(Stored items)
Start of Block
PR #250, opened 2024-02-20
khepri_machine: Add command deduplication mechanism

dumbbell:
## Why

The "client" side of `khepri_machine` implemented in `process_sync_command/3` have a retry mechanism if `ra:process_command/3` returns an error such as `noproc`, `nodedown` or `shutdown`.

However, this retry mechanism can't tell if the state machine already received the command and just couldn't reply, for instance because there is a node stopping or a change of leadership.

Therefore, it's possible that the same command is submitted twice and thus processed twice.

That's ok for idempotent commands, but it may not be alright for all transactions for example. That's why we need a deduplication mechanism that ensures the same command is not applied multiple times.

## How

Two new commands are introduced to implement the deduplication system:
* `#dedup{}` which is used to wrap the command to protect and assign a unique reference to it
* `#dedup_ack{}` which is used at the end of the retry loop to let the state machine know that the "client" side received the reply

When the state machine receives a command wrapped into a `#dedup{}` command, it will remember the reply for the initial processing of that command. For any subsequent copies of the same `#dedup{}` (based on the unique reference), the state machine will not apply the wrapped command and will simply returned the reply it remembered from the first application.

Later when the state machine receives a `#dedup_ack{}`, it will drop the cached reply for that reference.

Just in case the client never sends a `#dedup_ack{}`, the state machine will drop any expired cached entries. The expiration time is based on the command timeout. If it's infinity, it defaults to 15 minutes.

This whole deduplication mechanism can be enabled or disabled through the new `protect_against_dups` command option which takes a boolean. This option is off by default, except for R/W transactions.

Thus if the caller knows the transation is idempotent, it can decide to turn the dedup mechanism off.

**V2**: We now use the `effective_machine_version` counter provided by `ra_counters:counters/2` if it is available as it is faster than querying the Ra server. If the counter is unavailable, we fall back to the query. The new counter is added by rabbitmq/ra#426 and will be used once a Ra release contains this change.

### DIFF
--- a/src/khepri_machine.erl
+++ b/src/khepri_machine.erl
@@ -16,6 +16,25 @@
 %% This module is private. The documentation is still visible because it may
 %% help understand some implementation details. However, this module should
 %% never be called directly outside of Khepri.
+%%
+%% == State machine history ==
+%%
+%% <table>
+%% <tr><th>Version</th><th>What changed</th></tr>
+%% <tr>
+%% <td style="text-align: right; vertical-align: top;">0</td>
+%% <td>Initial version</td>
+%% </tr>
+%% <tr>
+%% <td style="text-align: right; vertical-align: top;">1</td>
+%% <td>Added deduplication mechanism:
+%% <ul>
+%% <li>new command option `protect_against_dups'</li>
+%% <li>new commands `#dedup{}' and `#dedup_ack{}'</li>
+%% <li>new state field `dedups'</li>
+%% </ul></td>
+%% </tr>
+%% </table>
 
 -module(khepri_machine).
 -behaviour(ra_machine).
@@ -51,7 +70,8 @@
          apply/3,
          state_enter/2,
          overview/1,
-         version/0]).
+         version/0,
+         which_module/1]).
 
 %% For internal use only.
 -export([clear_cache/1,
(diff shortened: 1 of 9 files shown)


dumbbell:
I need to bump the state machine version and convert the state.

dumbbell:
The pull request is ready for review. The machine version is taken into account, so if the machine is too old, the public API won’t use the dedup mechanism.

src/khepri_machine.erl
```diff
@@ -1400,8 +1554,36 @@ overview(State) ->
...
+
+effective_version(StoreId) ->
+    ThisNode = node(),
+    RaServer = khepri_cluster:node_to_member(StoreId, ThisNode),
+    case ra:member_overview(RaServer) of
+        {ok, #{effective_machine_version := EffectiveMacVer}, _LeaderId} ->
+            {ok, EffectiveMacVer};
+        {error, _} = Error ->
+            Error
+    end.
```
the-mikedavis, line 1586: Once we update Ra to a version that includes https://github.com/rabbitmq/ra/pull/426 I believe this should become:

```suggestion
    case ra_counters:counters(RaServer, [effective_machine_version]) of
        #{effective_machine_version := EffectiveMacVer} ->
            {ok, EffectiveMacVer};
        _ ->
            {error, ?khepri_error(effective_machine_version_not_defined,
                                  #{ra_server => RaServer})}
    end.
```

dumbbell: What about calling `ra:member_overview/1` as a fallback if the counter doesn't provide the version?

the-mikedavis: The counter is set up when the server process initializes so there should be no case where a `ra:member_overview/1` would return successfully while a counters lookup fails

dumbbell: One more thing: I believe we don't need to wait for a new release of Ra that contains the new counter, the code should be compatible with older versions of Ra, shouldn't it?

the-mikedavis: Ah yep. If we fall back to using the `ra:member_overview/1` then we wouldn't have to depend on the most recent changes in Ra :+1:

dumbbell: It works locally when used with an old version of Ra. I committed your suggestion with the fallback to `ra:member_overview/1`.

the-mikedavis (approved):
End of Block
*What needs to be done:* The full set of entries above needs to be restated word for word.

*Answer below:*
PR #250, opened 2024-02-20
khepri_machine: Add command deduplication mechanism

dumbbell:
## Why

The "client" side of `khepri_machine` implemented in `process_sync_command/3` have a retry mechanism if `ra:process_command/3` returns an error such as `noproc`, `nodedown` or `shutdown`.

However, this retry mechanism can't tell if the state machine already received the command and just couldn't reply, for instance because there is a node stopping or a change of leadership.

Therefore, it's possible that the same command is submitted twice and thus processed twice.

That's ok for idempotent commands, but it may not be alright for all transactions for example. That's why we need a deduplication mechanism that ensures the same command is not applied multiple times.

## How

Two new commands are introduced to implement the deduplication system:
* `#dedup{}` which is used to wrap the command to protect and assign a unique reference to it
* `#dedup_ack{}` which is used at the end of the retry loop to let the state machine know that the "client" side received the reply

When the state machine receives a command wrapped into a `#dedup{}` command, it will remember the reply for the initial processing of that command. For any subsequent copies of the same `#dedup{}` (based on the unique reference), the state machine will not apply the wrapped command and will simply returned the reply it remembered from the first application.

Later when the state machine receives a `#dedup_ack{}`, it will drop the cached reply for that reference.

Just in case the client never sends a `#dedup_ack{}`, the state machine will drop any expired cached entries. The expiration time is based on the command timeout. If it's infinity, it defaults to 15 minutes.

This whole deduplication mechanism can be enabled or disabled through the new `protect_against_dups` command option which takes a boolean. This option is off by default, except for R/W transactions.

Thus if the caller knows the transation is idempotent, it can decide to turn the dedup mechanism off.

**V2**: We now use the `effective_machine_version` counter provided by `ra_counters:counters/2` if it is available as it is faster than querying the Ra server. If the counter is unavailable, we fall back to the query. The new counter is added by rabbitmq/ra#426 and will be used once a Ra release contains this change.

### DIFF
--- a/src/khepri_machine.erl
+++ b/src/khepri_machine.erl
@@ -16,6 +16,25 @@
 %% This module is private. The documentation is still visible because it may
 %% help understand some implementation details. However, this module should
 %% never be called directly outside of Khepri.
+%%
+%% == State machine history ==
+%%
+%% <table>
+%% <tr><th>Version</th><th>What changed</th></tr>
+%% <tr>
+%% <td style="text-align: right; vertical-align: top;">0</td>
+%% <td>Initial version</td>
+%% </tr>
+%% <tr>
+%% <td style="text-align: right; vertical-align: top;">1</td>
+%% <td>Added deduplication mechanism:
+%% <ul>
+%% <li>new command option `protect_against_dups'</li>
+%% <li>new commands `#dedup{}' and `#dedup_ack{}'</li>
+%% <li>new state field `dedups'</li>
+%% </ul></td>
+%% </tr>
+%% </table>
 
 -module(khepri_machine).
 -behaviour(ra_machine).
@@ -51,7 +70,8 @@
          apply/3,
          state_enter/2,
          overview/1,
-         version/0]).
+         version/0,
+         which_module/1]).
 
 %% For internal use only.
 -export([clear_cache/1,
(diff shortened: 1 of 9 files shown)


dumbbell:
I need to bump the state machine version and convert the state.

dumbbell:
The pull request is ready for review. The machine version is taken into account, so if the machine is too old, the public API won’t use the dedup mechanism.

src/khepri_machine.erl
```diff
@@ -1400,8 +1554,36 @@ overview(State) ->
...
+
+effective_version(StoreId) ->
+    ThisNode = node(),
+    RaServer = khepri_cluster:node_to_member(StoreId, ThisNode),
+    case ra:member_overview(RaServer) of
+        {ok, #{effective_machine_version := EffectiveMacVer}, _LeaderId} ->
+            {ok, EffectiveMacVer};
+        {error, _} = Error ->
+            Error
+    end.
```
the-mikedavis, line 1586: Once we update Ra to a version that includes https://github.com/rabbitmq/ra/pull/426 I believe this should become:

```suggestion
    case ra_counters:counters(RaServer, [effective_machine_version]) of
        #{effective_machine_version := EffectiveMacVer} ->
            {ok, EffectiveMacVer};
        _ ->
            {error, ?khepri_error(effective_machine_version_not_defined,
                                  #{ra_server => RaServer})}
    end.
```

dumbbell: What about calling `ra:member_overview/1` as a fallback if the counter doesn't provide the version?

the-mikedavis: The counter is set up when the server process initializes so there should be no case where a `ra:member_overview/1` would return successfully while a counters lookup fails

dumbbell: One more thing: I believe we don't need to wait for a new release of Ra that contains the new counter, the code should be compatible with older versions of Ra, shouldn't it?

the-mikedavis: Ah yep. If we fall back to using the `ra:member_overview/1` then we wouldn't have to depend on the most recent changes in Ra :+1:

dumbbell: It works locally when used with an old version of Ra. I committed your suggestion with the fallback to `ra:member_overview/1`.

the-mikedavis (approved):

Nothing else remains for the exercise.